At least as to Afterburn in the bare-metal install case, I agree that this is a regression.

Comment 16 Luca BRUNO 2020-09-15 08:21:38 UTC
> So the success report in comment 14 makes sense, but I'm surprised by the report in comment 13.

I think I can explain that: the older library in Ignition 0.x did not perform an `iopl` and thus it won't fail this way (but that in turn means it is prone to other non-deterministic failures).
I have noted more details and references about this at https://github.com/coreos/ignition/issues/1092#issuecomment-692549607.

Comment 24 Luca BRUNO 2020-09-18 15:44:17 UTC
Pushed `rust-afterburn-4.5.0-2.rhaos4.6.el8` with a patch to skip the `iopl` call (essentially matching previous Ignition 0.x behavior) as a quickfix for 4.6.

Comment 25 Luca BRUNO 2020-09-21 12:10:07 UTC
The other half of this fix have been pushed to `ignition-2.6.0-4.rhaos4.6.git947598e.el8`.
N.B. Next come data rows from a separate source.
PR #325, opened 2020-05-28
Remove activesupport dependency

ianks:
For non-rails shops, depending on AS can be a non-starter. Luckily, this gem only relied on two small AS features from what I can tell: `class_attribute`, `String#blank?` and one occasion of `ActiveSupport#HashWithIndifferentAccess`. It was easy to adjust and as a result, it should be easier to adopt.

Thank you for this gem, our team is very excited to start using it!


lib/tasks/web.rake
```diff
@@ -2,14 +2,15 @@
...
 require 'erubis'
-require 'active_support'
-require 'active_support/core_ext'
 
 namespace :slack do
   namespace :web do
     namespace :api do
       desc 'Update Web API.'
       task update: [:git_update] do
+        require 'active_support'
```
dblock, line 11: Should be a developement dependency for this, otherwise the task will fail anyway without the gem installed separately. Also, maybe code can be fixed not to need it either?

lib/slack/messages/message.rb
```diff
@@ -2,10 +2,6 @@
 module Slack
   module Messages
     class Message < Hashie::Mash
-      def presence
```
dblock, line 5: This is an actual Slack field. Aren't we breaking an API here? Should have had tests for it though either way.

dblock:
@ianks Want to finish this?

lib/slack/messages/message.rb
ianks: I checked this a few times, and all the specs are indeed passing, and behavior seems correct.

lib/tasks/web.rake
ianks: Since I don't know what this task is supposed to do, I do not feel comfortable refactoring it. But I will make it a development dependency :smile:

lib/slack/web/pagination/cursor.rb
```diff
@@ -32,14 +32,14 @@ def each
 
                 client.logger.debug("#{self.class}##{__method__}") { e.to_s }
                 retry_count += 1
-                sleep(e.retry_after.seconds)
+                sleep(e.retry_after)
```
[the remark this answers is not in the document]
ianks: `retry_after` is an integer, so calling `.seconds` was effectively a no-op.

ianks:
> I think we're missing a spec. This overrides Object#presence, so when there's a presence field in the result you get its value and not the return of that object. Either way, why remove it? I think you should put this code back, and if you care write a spec or open an issue and I will get to it.

@dblock All specs pass without the `presence` method, but when I attempt to define it myself, I cannot get the specs to pass regardless of whether I use `:presence` or `'presence'`. Depending on the context, things break. Could you could clone down to take a look?

UPGRADING.md
```diff
@@ -1,6 +1,19 @@
 Upgrading Slack-Ruby-Client
 ===========================
 
+### Upgrading to >= 0.16.0
+
+As of 0.16.0, we no longer depend on `activesupport` as a dependency. This means that if you were relying on `activesupport` functionality unintentionally, certain things in you code may break. To fix this, you have two options:
```
dblock, line 6: Let's say this simpler

As of 0.16.0 `slack-ruby-client` no longer requires `activesupport`. If you are using activesupport, add `gem 'activesupport' to your Gemfile.`.

UPGRADING.md
```diff
@@ -1,6 +1,19 @@
...
+
+1. Update your code to use pure Ruby, without ActiveSupport methods (*recommended*).
```
dblock, line 8: This is really none of our business in this library :)

CHANGELOG.md
```diff
@@ -1,5 +1,7 @@
 ### 0.15.0 (Next)
 
+* [#325](https://github.com/slack-ruby/slack-ruby-client/pull/325): Remove activesupport dependency - [@ianks](https://github.com/ianks).
+* [#326](https://github.com/slack-ruby/slack-ruby-client/pull/326): Update new methods - [@wasabigeek](https://github.com/wasabigeek).
```
dblock, line 4: This shouldn't be in this PR. remove and rebase.

UPGRADING.md
```diff
@@ -1,6 +1,19 @@
 Upgrading Slack-Ruby-Client
 ===========================
 
+### Upgrading to >= 0.16.0
```
dblock, line 4: This should be 0.15.0 AFAIK, not 0.16.0.

dblock:
Merged via https://github.com/slack-ruby/slack-ruby-client/commit/7494411d04fe3127c2809eae81180886bd1f014b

Both sides landed in RHCOS 4.6 nightlies. I have manually tested that RHCOS `46.82.202009182140-0`:
```
$ head -2 /etc/os-release 
NAME="Red Hat Enterprise Linux CoreOS"
VERSION="46.82.202009182140-0"

$ grep -o ignition.platform.id='[[:alnum:]]*' /proc/cmdline
ignition.platform.id=vmware

$ mokutil --sb-state
SecureBoot enabled
```

Comment 27 jima 2020-09-22 07:32:37 UTC
I installed ocp 4.6.0-0.nightly-2020-09-21-182309 with template rhcos 46.82.202009182140-0 on vsphere, secureboot error is not reproduced but got new error from master/worker node console when getting ignition file:
x509: certificate relies on legacy Common Name field, use SANs or temporarily enable Common Name matching with GODEBUG=x509ignoreCN=0

Please see attached screenshot.

Comment 28 jima 2020-09-22 07:33:40 UTC
Created attachment 1715647 [details]
new error from master/worker nodes.

Comment 29 Luca BRUNO 2020-09-22 08:26:16 UTC
Thanks for confirming the SecureBoot fixes worked.
The additional error you are seeing depends on TLS certificates set up in your environment.

If you are providing this custom certificate, you need to adjust the Subject Alternative Name as suggested in the error.
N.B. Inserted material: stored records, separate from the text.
Issue #320, opened 2020-04-26
Compatibility with conversations API and deprecations on November 25th, 2020


adrianomedeirossantos:
Hi everyone,

First of all, this is a great project and it helped me to create bots in Ruby pretty quick 👍 

As you guys can see in https://api.slack.com/changelog/2020-01-deprecating-antecedents-to-the-conversations-api, the Slack team has marked all Web API methods in the channels, im, groups, and mpim namespaces as deprecated. The reccomendation is to use `conversations` methods.

Is there any plan to make the ruby client compatible with that?

dblock:
Would appreciate help with these, first by updating https://github.com/slack-ruby/slack-api-ref that can properly reflect any deprecated APIs, then warnings for deprecated APIs in slack-ruby-client and finally removal of those in versions after November 25th, 2020.

adrianomedeirossantos:
How can I proper mark APIs as deprecated? For example, this one https://github.com/slack-ruby/slack-api-ref/blob/master/methods/groups/groups.archive.json?

dblock:
> How can I proper mark APIs as deprecated? For example, this one https://github.com/slack-ruby/slack-api-ref/blob/master/methods/groups/groups.archive.json?

Start by introducing a "deprecated" field into it.  This file is auto-generated by [a rake task](https://github.com/slack-ruby/slack-api-ref/blob/master/tasks/lib/slack_api/methods_spider.rb) by scraping Slack web pages, so assuming the method is marked as deprecated on the web page you should be able to lift it from there and add `"deprecated" : true` into the JSON.

wasabigeek:
@dblock, was trying to run `rake slack:web:api:update` and running into some issues with "patches":
```
...
- patching lib/slack/web/api/patches/chat.1.text-attachments-required.patch
- patching lib/slack/web/api/patches/chat.2.attachments-json.patch
- patching lib/slack/web/api/patches/chat.3.update-attachments-support.patch
error: patch failed: lib/slack/web/api/endpoints/chat.rb:154
error: lib/slack/web/api/endpoints/chat.rb: patch does not apply
rake aborted!
failed to apply patch
...
```
I'm not the most familiar with git patches, what should I do in this case?

dblock:
The path will need to be updated. See https://github.com/slack-ruby/slack-ruby-client/blob/master/CONTRIBUTING.md#patching-slack-web-api to get started.

wasabigeek:
[...]

PR #326, opened 2020-06-03
Update new methods

wasabigeek:
Prereq to https://github.com/slack-ruby/slack-ruby-client/issues/320.


wasabigeek:
@dblock, not entirely sure if I've approached the patching (dd6b484) the right way, appreciate feedback. It was a bit painful to patch `chat.rb`, wondering if there's a better way - this is what I did:
- it seems the underlying generated code drifted since the last patch so all the existing patches failed, I had to regenerate it without applying the patch (commented out the patching code in the rake task)
- committed the new generated code
- manually copied the code from old patches into the generated code
- ran the `git diff` command as mentioned in the README
Seems like there aren't that many method patches, so hopefully I won't need to repeat this many times when we add the deprecation message.

There's also a bunch of new methods / commands that got added in 80a3962, I wasn't sure if you wanted to add them, it's an easy revert anyway.

lib/slack/real_time/client.rb
```diff
@@ -160,6 +160,10 @@ def to_s
         end
       end
 
+      def reconnected?
+        @reconnected ||= false
```
dblock, line 164: This seems unrelated, but regardless you don't want to have a side-effect on calling a property method of assigning anything. So this could be `!! @reconnected` to coerce it into a boolean, for example.

lib/slack/real_time/client.rb
```diff
@@ -170,6 +174,7 @@ def restart_async
         @url = data.url
         @store = @store_class.new(data) if @store_class
         @socket.restart_async(self, @url)
+        @reconnected = true
```
dblock, line 177: Assuming you need this (sure why not), since this can happen multiple times I would make this a timestamp, so `@reconnected_at = Time.now.utc`, then implement both `reconnected_at` and `reconnected?`. Either way separate PR please.

lib/slack/web/api/patches/chat.1.patch
```diff
@@ -24,18 +27,18 @@ index 54a7db1..c535bb5 100644
...
--            throw ArgumentError.new('Required arguments :text or :attachments missing') if options[:text].nil? && options[:attachments].nil?
+-            throw ArgumentError.new('Required arguments :text missing') if options[:text].nil?
 +            throw ArgumentError.new('Required arguments :text, :attachments or :blocks missing') if options[:text].nil? && options[:attachments].nil? && options[:blocks].nil?
-             # attachments must be passed as an encoded JSON string
-             if options.key?(:attachments)
-               attachments = options[:attachments]
-               attachments = JSON.dump(attachments) unless attachments.is_a?(String)
-               options = options.merge(attachments: attachments)
-             end
++            # attachments must be passed as an encoded JSON string
```
dblock, line 36: Those + signs look like a patch bug, this code won't run :)

wasabigeek: Possibly missing something here, but isn't this the output of the diff? I was able to run the rake task fine, so I don't think it causes an issue with the patching. Example output from the [older files](https://github.com/slack-ruby/slack-ruby-client/pull/326/files#diff-75d9a357dc1666af97093cba14986108L10) also has the `+` signs.

lib/slack/real_time/client.rb
wasabigeek: I think I might have left this by accident while looking at https://github.com/slack-ruby/slack-ruby-bot/pull/244 >_<

wasabigeek:
> Let's split up this PR into manageable things to review, maybe start by taking out the reconnected business?

I've kept only the chat changes for now!

lib/slack/web/api/patches/chat.1.patch
dblock: Bah, I don't know what I was thinking, this is a patch file. You're right.

So what happened here? Before we were removing the code that did `JSON.dump` and now we put it back? Seems like the new(er) version is correct.

dblock: Oh looks like multiple patches got merged into one. I get it, ignore me.

CONTRIBUTING.md
```diff
@@ -75,13 +75,31 @@ rake slack:api:update
...
+3. Generate a patch:
+    ```
+    git diff --no-color HEAD lib/slack/web/api/endpoints/chat.rb > lib/slack/web/api/patches/chat.1.patch
+    ```
+4. Run `rake slack:api:update` to ensure that the patch is cleanly applied. Implement a test for the added or modified functionality and commit the patch file.
+
+##### Resolving Patch Errors
+
+The auto-generated method files may drift overtime e.g. new arguments may be added or descriptions changed. Since previous patches were based on the older auto-generated files, git may be unable to apply them to the new files. Resolving them requires some good ol' splicing:
+1. Comment out the patching code in `lib/tasks/web.rake`:
```
dblock, line 92: TODO for later, we should add a rake task option that skips patching, so `rake slack:api:update --no-patch` or something like that.

dblock:
Merged, 👍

If it was the Openshift Installer that auto-generated it, please open a BZ against that component so that the certificate generation logic is tweaked to introduce hostname-matching SAN entries.

Comment 30 Micah Abbott 2020-09-22 13:22:50 UTC
Marking verified with 4.6.0-0.nightly-2020-09-21-182309 based on comment #27

Comment 33 errata-xmlrpc 2020-10-27 16:40:07 UTC
Since the problem described in this bug report should be
resolved in a recent advisory, it has been closed with a
resolution of ERRATA.

For information on the advisory (OpenShift Container Platform 4.6 GA Images), and where to find the updated
files, follow the link below.

If the solution does not work for you, open a new bug report.
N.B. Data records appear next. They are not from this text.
PR #329, opened 2020-06-19
Log when methods are deprecated

wasabigeek:
Follow-up to https://github.com/slack-ruby/slack-ruby-client/issues/320 - log when a method is / will be deprecated.

There are some new methods that were added as well from the latest `slack-api-ref`, I'll open a new PR.


dblock:
Add a spec similar to [undocumented methods](https://github.com/slack-ruby/slack-ruby-client/blob/225c71ecbd57667133de993550e1ac59ec004739/spec/slack/web/client_spec.rb#L197).

I think we have to decide whether the method *is* or *will* be deprecated. I would say "is". If the method stops working on a certain date we should extract that into slack-api-ref and add the message in the warning along the lines of "it will stop working on ...".

wasabigeek:
What do you think about linking to the specific slack API instead, or copying the entire message? The deprecation warning actually has two dates e.g. https://api.slack.com/methods/channels.list
```
This method is deprecated. It will stop functioning in February 2021 and will not work with newly created apps after June 10th, 2020. Learn more.
Please use these methods instead:
conversations.list
users.conversations
```

dblock:
> What do you think about linking to the specific slack API instead, or copying the entire message? The deprecation warning actually has two dates e.g. https://api.slack.com/methods/channels.list
> 
> ```
> This method is deprecated. It will stop functioning in February 2021 and will not work with newly created apps after June 10th, 2020. Learn more.
> Please use these methods instead:
> conversations.list
> users.conversations
> ```

Even better.

wasabigeek:
There are some new methods picked up with the updated submodule, I haven't committed them - barring failed tests, will open a separate PR for them.

spec/slack/web/client_spec.rb
```diff
@@ -206,6 +206,17 @@
       end
     end
 
+    context 'calling deprecated methods' do
+      let(:client) { described_class.new }
+
+      it 'produces a warning' do
+        expect(client.logger).to receive(:warn).with(/^channels.archive: This method is deprecated./)
```
dblock, line 213: Check for a list of alternate methods here.

dblock:
Needs a `rubocop -a ; rubocop --auto-gen-config`. Looks good!

.rubocop_todo.yml
```diff
@@ -95,13 +95,13 @@ RSpec/InstanceVariable:
...
+# Offense count: 77
 # Configuration parameters: .
 # SupportedStyles: have_received, receive
 RSpec/MessageSpies:
   EnforcedStyle: receive
 
-# Offense count: 94
+# Offense count: 95
 RSpec/MultipleExpectations:
   Max: 5
```
wasabigeek, line 106: Do you think we could ignore these? Couldn't quite figure out how to get them working nicely together, this was the furthest I got:
```
it 'produces a warning' do
        logger = instance_double(Logger)
        allow(logger).to receive(:warn)
        allow(client).to receive(:logger).and_return(logger)
        allow(client).to receive(:post)

        client.channels_archive(channel: 'test')
        expect(logger).to have_received(:warn).with(/
          ^channels\.archive:\ This\ method\ is\ deprecated
          .+
          Alternative\ methods:\ conversations\.archive\.
        /x)
      end
```
And then it gives me `Prefer receive for setting message expectations.` 😞

dblock: I think ignoring expectations is fine. I usually just `-a` everything and selectively fix if I feel like it.

dblock:
Merged, thank you.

https://access.redhat.com/errata/RHBA-2020:4196

Comment 34 Matan Carmeli 2020-12-22 15:31:51 UTC
I am using Openshift 4.6.8 and using BIOS to boot my CoreOS vms and I get inappropriate ioctl for device errors, the problem looks like only happened in UEFI mode, there is something else that I can do?
Thanks

Comment 35 Micah Abbott 2021-01-04 16:37:32 UTC
(In reply to Matan Carmeli from comment #34)
> I am using Openshift 4.6.8 and using BIOS to boot my CoreOS vms and I get
> inappropriate ioctl for device errors, the problem looks like only happened
> in UEFI mode, there is something else that I can do?
> Thanks

Please open a new BZ with the problem you are facing.